Sunday, March 20, 2011

I hate St Patrick's Day

I hate St Patrick's Day.  8 years ago on St Patrick's Day I brought my son to child protective services for an interview with a police officer and a social worker.  It's one of the moments that I really want to share with people when they go on about what they would do if their child were sexually abused.

First off after I called intake and before the interview, I had to send my son on a day visit with his father.  Around my son, I had to pretend that everything was normal because I didn't want to fuck up the evidence.  What I really wanted to do was grill him until I KNEW what was going on because it was still pretty vague.

At the interview, My mother and I were not allowed in.  We sat in the waiting room, thank God there weren't many people going in and out but there were a few.  I almost wish that they did like at the hospital where they give you a pager.  It was so hard waiting in the room. 

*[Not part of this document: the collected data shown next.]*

PR #869, opened 2019-10-09
Revert "Fix missing news migration"

mwharrison:
Reverts openstax/openstax-cms#866


RoyEJohnson:
Noticed late that it's wip.

PR #921, opened 2019-12-04
basic partners page

mwharrison:


mwharrison:
@RoyEJohnson I'm still working on the features we discussed (human-readable mapping to fields, primarily). This is just the basic Partners page with a heading and description.

PR #935, opened 2019-12-20
change cost to a char field

mwharrison:


mwharrison:
Roy! Stop working! 
Vacation has started! 😂

PR #944, opened 2020-01-17
Add event app, API for checking registration status

mwharrison:
Not done yet, marking this as WIP.

Need to complete the `eventbrite()` check function so it checks on a user email address and return something meaningful.


mwharrison:
@RoyEJohnson this will return either `{"registered": true}` or `{"registered": false}`. The endpoint is `/apps/cms/api/events/check?email=someemail@rice.edu`.

PR #978, opened 2020-02-18
Wagtail 2.8

edwoodward:
Also updated Django to 2.2.10


openstax/api.py
```diff
@@ -1,229 +1,20 @@
...
-
-        # If we ended up revealing a link, then force the content to be loaded.
-        if not any_hidden or request.GET.get('force-reload'):
-            response['Last-Modified'] = timezone.now()
-
-        
-        return response
-
-
-## TODO: This can be removed when Wagtail fixes admin API
```
mwharrison: @edwoodward - I think everything above this line needs to be kept here. Overriding the image, document, and page APIs are still required.

openstax/api.py
```diff
@@ -1,229 +1,20 @@
...
-from .functions import remove_locked_links_listing, remove_locked_links_detail
-
-from flags.state import flag_state
-
-import json
-
-
-# Create the router. "wagtailapi" is the URL namespace
+# # Create the router. "wagtailapi" is the URL namespace
 api_router = WagtailAPIRouter('wagtailapi')
```
mwharrison: These don't need to be here if you're removing the ForExplorerFilter below. There should also be some changed to remove these from openstax/urls.py.

openstax/api.py
edwoodward: @mwharrison Just so I understand, how did you determine this? I did not see any errors when it was removed.

edwoodward: Fixed as we discussed

openstax/api.py
edwoodward: Fixed as we discussed

PR #995, opened 2020-03-25
add path to invalidation request

mwharrison:


global_settings/wagtail_hooks.py
```diff
@@ -36,12 +36,20 @@ def register_strikethrough_feature(features):
...
-        pass
+    distribution = CloudfrontDistribution.objects.all()[0]
+    client = boto3.client('cloudfront')
+    response = client.create_invalidation(
+        DistributionId=distribution.distribution_id,
+        InvalidationBatch={
+            'Paths': {
+                'Quantity': 1,
+                'Items': [
+                    'apps/cms/api/*'
```
TomWoodward: i think you want the leading slash here

global_settings/wagtail_hooks.py
```diff
@@ -36,12 +36,20 @@ def register_strikethrough_feature(features):
 
 @hooks.register('after_edit_page')
 def purge_cloudfront_caches(page, request):
-    try:
-        distribution = CloudfrontDistribution.objects.all()[0]
-        cf = boto.connect_cloudfront()
-        cf.create_invalidation_request(distribution.distribution_id, [])
-    except: #TODO: This is a broad exception - but we are having issues with the cache. Will tighten down once we start using it.
-        pass
+    distribution = CloudfrontDistribution.objects.all()[0]
```
TomWoodward: do you need to do a null check on this?

global_settings/wagtail_hooks.py
TomWoodward: nvm the docs says its optional https://docs.aws.amazon.com/AmazonCloudFront/latest/DeveloperGuide/Invalidation.html we use the leading slash in other places though

global_settings/wagtail_hooks.py
jpslav: or an empty check on `objects.all()` being `[]`?

global_settings/wagtail_hooks.py
```diff
@@ -36,12 +36,20 @@ def register_strikethrough_feature(features):
 
 @hooks.register('after_edit_page')
```
jpslav: are all API routes considered pages?  said another way, can you edit something that changes an API endpoint but that doesn't trigger this hook?

global_settings/models.py
```diff
@@ -28,7 +28,7 @@ class Meta:
 
 @register_setting(icon='cogs')
 class CloudfrontDistribution(BaseSetting):
-    distribution_id = models.CharField(max_length=255)
+    distribution_id = models.CharField(max_length=255, null=True, blank=True)
```
jpslav: should this just be `id` (or `aws_id`) so you have `distribution.id` instead of `distribution.distribution_id`? (this is minor, feel free to ignore)

global_settings/wagtail_hooks.py
mwharrison: all pages and books are considered pages
good question though, let me think about this a bit more before merging - there might be a few instances where this is true and will not work as expected

PR #997, opened 2020-03-25
adding additional_location_information

yblock:
adding field to allow for new front-end table of contents selector to take over current location field. This new field i've created will take the place of the old field's functionality .


yblock:
@mwharrison docker doesn't work on production and running the CMS locally isn't working (something about python). I don't have time time to figure out why it won't run locally, could you create a migration for this please?

PR #1003, opened 2020-04-01
modify email communications

yblock:
added a couple of email cases, and a base email to be sent if any erratum is marked completed with any resolution. Also cleaned up some capitalization


yblock:
Specifically I want to make sure I'm doing this in a decent way: 
https://github.com/openstax/openstax-cms/pull/1003/commits/d3d267df8fab08e887697099ee207589779dbef6#diff-ac04fab71f311064112cce8aeda35475R375-R379

The goal is to send a user an email if the erratum status is 'completed' and has not already been flagged to be sent an email from previous cases.

PR #1022, opened 2020-06-02
Move cache invalidatation to all model saves

mwharrison:


global_settings/wagtail_hooks.py
```diff
@@ -4,6 +4,10 @@
 from django.urls import reverse
 from wagtail.admin.menu import MenuItem
 
+from django.core.signals import request_finished
```
RoyEJohnson, line 7: Is this used?

mwharrison: good catch, removing

PR #1023, opened 2020-06-08
upgrade scout and add deploy tracking

mwharrison:


mwharrison:
Travis is passing but not reporting: https://travis-ci.org/github/openstax/openstax-cms

Codacy errors can be safely ignored.

PR #1032, opened 2020-07-10
Add video resource block and video numbering

mwharrison:


books/models.py
```diff
@@ -39,6 +39,29 @@ def cleanhtml(raw_html):
     return cleantext
 
 
+class VideoFacultyResource(models.Model):
+    resource_heading = models.CharField(max_length=255)
+    resource_description = RichTextField(blank=True, null=True)
```
mwharrison, line 44: @RoyEJohnson not sure if a description is necessary on the videos - if not, let me know and I'll remove it.

RoyEJohnson: There is a description in the visual design.

PR #1036, opened 2020-07-16
Squash migrations

mwharrison:
There is some crufty stuff in our old migrations that are causing problems. Squashing them will fix them - and give us a much cleaner and faster migration system! This does that, there is a followup PR that removes the old files that must be merged and released **after** this one.


mwharrison:
@RoyEJohnson - yes, thank goodness

PR #1040, opened 2020-07-21
Add resource download API

mwharrison:


mwharrison:
@RoyEJohnson this takes a post request of the following fields:

```
curl -i -d "book=46&account_id=114928&resource_name=Getting Started Guide&book_format=Online" http://cms-dev.openstax.org/apps/cms/api/salesforce/resource-download/
```

`book` is the book id (accessible via the book and/or subjects API endpoints 

parking lot today to see exactly how the `book_format` field is supposed to be used 

each record with the same `book`, `account_id`, and `resource_name` increases the download/access count - otherwise, it creates a new record

mwharrison:
@RoyEJohnson this is ready for review when you get a chance

salesforce/tests.py
```diff
@@ -9,6 +9,7 @@
 from salesforce.models import Adopter, SalesforceSettings, MapBoxDataset, Partner
 from salesforce.views import Salesforce
 from simple_salesforce import Salesforce as SimpleSalesforce
```
RoyEJohnson, line 11: Looks like you can remove this line?

mwharrison: done - thanks

PR #1068, opened 2020-10-07
mark CE requests complete and export ability

mwharrison:


api/admin.py
```diff
@@ -1,9 +1,27 @@
+from import_export import resources
+from import_export.admin import ExportActionModelAdmin, ExportActionMixin
+from import_export.formats import base_formats
```
RoyEJohnson, line 3: Doesn't look like you wound up using `base_formats`

RoyEJohnson (approved):

api/admin.py
mwharrison: good catch, i'll remove. thanks!

PR #1070, opened 2020-10-12
Do not require shared content blocks

mwharrison:


RoyEJohnson (approved):
That does look super easy!

mwharrison:
> That does look super easy!

The hard part was it was already marked as not required on the model! I didn't realize it had to be done on the parent block class! :D

PR #3366, opened 2026-07-10
Fix dartpy DegreeOfFreedom ownership in getDofs bindings

jslee02:
## Summary

- `Skeleton.getDofs`, `ReferentialSkeleton.getDofs`, `BodyNode.getChainDofs`, and `JacobianNode.getChainDofs` were bound without a return-value policy. pybind11's default policy takes ownership of returned raw pointers, so the Python wrappers deleted the joint-owned `DegreeOfFreedom` objects when collected, corrupting the heap. The typical symptom is a SIGSEGV at interpreter exit (or any later teardown) after contact-rich simulations that touched `getDofs()`.
- Fix: `::py::return_value_policy::reference_internal` on all four bindings, matching the existing (correct) `MetaSkeleton.getDofs` binding in the same tree.
- Adds regression coverage: an in-process test that collects the `getDofs()` wrappers and asserts the skeleton's DOFs survive, plus a subprocess reproducer (2000-step torque-driven `mjcf/openai/reacher.xml` run) that must exit cleanly. The subprocess test reproduced the crash deterministically (`rc=139`) before the fix and passes after.

## Reproduction

```python
import dartpy as dart
world = dart.utils.MjcfParser.readWorld('dart://sample/mjcf/openai/reacher.xml')
dofs = [d for i in range(world.getNumSkeletons()) for d in world.getSkeleton(i).getDofs()]
for _ in range(2000):
    world.step()
# segfaults during teardown before this fix
```

## Dual-PR note

`main` is not affected: its nanobind `meta_skeleton.cpp` binding already uses `nb::rv_policy::reference_internal` (python/dartpy/dynamics/meta_skeleton.cpp:98).

## Validation

- `pixi run build-py-dev` and `python -m pytest python/tests/unit/dynamics/test_degree_of_freedom_ownership.py` → 2 passed (fails with SIGSEGV subprocess exit before the fix).
- `pixi run lint` + `pixi run check-lint` clean.

### DIFF
--- a/python/dartpy/dynamics/BodyNode.cpp
+++ b/python/dartpy/dynamics/BodyNode.cpp
@@ -971,7 +971,8 @@ void BodyNode(py::module& m)
           +[](const dart::dynamics::BodyNode* self)
               -> const std::vector<const dart::dynamics::DegreeOfFreedom*> {
             return self->getChainDofs();
-          })
+          },
+          ::py::return_value_policy::reference_internal)
       .def(
           "addExtForce",
           +[](dart::dynamics::BodyNode* self, const Eigen::Vector3d& _force) {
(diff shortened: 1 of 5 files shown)


jslee02:
@codex review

When I'm under stress I go over all the possible outcomes of an event over and over and over again.  I couldn't stop myself from thinking that my son would clam up and there wouldn't be enough evidence and I'd have to continue going through the hell that I was in.  What could I do if that happened?  The only thing I could think to do was get back with my son's father although he was definitely a crack addict at that time.  If I ran and got caught my son's father would get custody.

Anyway the time passed infinitely slowly.  When my son came out, he stayed with my mom in the waiting room and I went in.  All my patience and self control had paid off big time.  My son had come through like a trooper telling them absolutely everything that had happened or at least enough for his father to be charged and later convicted.  That was because I kept my head and didn't freak out, he thought that it was normal and okay to talk about it.

Then I made a mistake that I still regret to this day.  The cop asked if I could go up the street to the cop shop for an interview and I agreed to go without seeing my son first.  I should have gone to him and hung out with him first.

After an interview in which I felt like a criminal, my son and I went to stay with my brother.  My son's father was supposed to pick up my son for a visit the next day and I had no way to contact him to give him some reason why it would be off.  The police were supposed to contact us when they had served a search warrant and an undertaking against my son.  We couldn't go home or to my mom's house.  My mom and I went to a hotel and they called us around 7 that night.

When all this happened it was the first time that my heart has ever broken.  I felt disconnected from my son because the pain was so intense.  It took about a year for that bond to reform.  It is hard to believe now 8 years later that he has turned out to be such a great kid.  That time was such hell for him, my mother and I.  Now it is good to have the normal pre-teen problems of homework and housework.

The thing that hurts me the most about it now is the shame of not being able to talk about it.  Especially when I hear idiots and assholes talk about what they would do if their children were abused because they have no idea what it's like.  I'd still like to go and put a bullet in my son's abuser's head, but that wouldn't move anyone towards healing.  Me being in jail would not help my son become a healthy adult.  Other than preventing other children from being abused, I doubt that it would even really make me feel better.